Sales Tests Don’t Always Provide an Easy Answer
One of the reasons why a sales test helps you to hire high potential sales people has a lot to do with the fact that the process of evaluating candidates is simplified and distilled down to its most essential factors.
Does this mean that by using the sales test the answer to the question of who to hire becomes easy or at least easier? For the most part yes this is true. Using a sales test will bring clarity to your hiring decisions that will be absent otherwise. But not always!
Sales tests do work and do perform their intended functions. But being the specialized tools that they are, they can only provide insights into the areas that they are designed to measure. Of course people are complicated creatures. You should therefore expect that at certain times the results of the sales test just will not seem to make sense when viewed alongside the other pieces of information that you have gathered about the candidate or who you seem to be seeing in the interview.
These seeming contradictions can take quite a number of different forms. Below are just a few examples.
1.The sales test identifies red flags around the candidate’s motivational style such as disorganization or job turnover that do not show up because they are negated by factors that the sales test does not measure such as education and skills.
2.The flip side to the example above is the candidate who is identified by the sales test as having high potential from the perspective of motivational style yet lacks any of the necessary skills and experience.
3.Role-playing by candidates is common and often sets up a contradiction between the sales test results and what you see in the interview. The very reserved person playing the role of an extrovert and the amiable but non-assertive person trying to appear more assertive are typical examples. In these, and other instances of this, you will get a highly mixed picture of the candidate that will seem to contradict the results of the sales test.
4.The candidate whose test results say he is weak at prospecting yet has a great track record of developing new business. In most instances this is due to having developed new business via other means than true prospecting.
5.The candidate who is described as a high maintenance type who requires a lot of support, direction and guidance yet whose references say he works in a very independent manner. In these instances the candidate usually has worked in the position or industry long enough that the structure that is described as necessary is there via familiarity and experience.
6.This one is very common when interviewing for sales hunters: the extremely outgoing candidate who knows exactly what to say in the interview. They are very outgoing but lack the assertiveness of real hunters. You think you are seeing the tip of the iceberg but if you hire them you will soon discover you saw the whole iceberg.

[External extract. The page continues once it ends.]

PR #241, opened 2016-02-13
Test that the start function index space does not include imports.

JSStats:
The v8 encoding appears to be using it's imports-and-functions index
space for the start function index encoding, so these tests check that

I could give you several dozen examples like the 6 above where the results of the sales test are actually highly accurate but, due to factors separate from the test results, your instinct tells you that the sales test is wrong.
Here at SalesTestOnline.com we’ve been testing sales people for over 30 years and I have to tell you that some of our most loyal clients are those who were initially very skeptical and therefore went against our recommendations. There is an admittedly perverse satisfaction in having a client call you up and say ‘you know that guy who you tested 6 months ago who you told us that we should not hire? Well it turns out you were right and I let him go last week’.
In a previous article I wrote that one of the major but un-measureable benefits of a sales test is not as a selection tool but actually as a rejection tool. The point is that a huge benefit can be found in the fact that the sales test causes you to avoid hiring people that you otherwise might have hired if you had not used the sales test.
People are complex. Using a sales test will mostly make your life as a hiring manager easier but at times things do get a little more complicated. When faced with unanswered questions or contradictory information about a candidate you are being given a clear signal to proceed with caution. Rather than going full speed ahead, take your time or even stop the process in order to just make sure.
Have you ever looked back on a hiring decision and wished that you had stopped and thought about it a little longer?